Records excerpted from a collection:
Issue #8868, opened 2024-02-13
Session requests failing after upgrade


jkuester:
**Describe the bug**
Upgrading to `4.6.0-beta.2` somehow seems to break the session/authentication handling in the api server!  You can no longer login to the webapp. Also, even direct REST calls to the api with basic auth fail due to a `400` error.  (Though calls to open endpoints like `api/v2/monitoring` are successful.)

REQUIRED ACTION: Each line shown above must be repeated exactly.

SOLUTION TO THE PROBLEM:
Issue #8868, opened 2024-02-13
Session requests failing after upgrade


jkuester:
**Describe the bug**
Upgrading to `4.6.0-beta.2` somehow seems to break the session/authentication handling in the api server!  You can no longer login to the webapp. Also, even direct REST calls to the api with basic auth fail due to a `400` error.  (Though calls to open endpoints like `api/v2/monitoring` are successful.)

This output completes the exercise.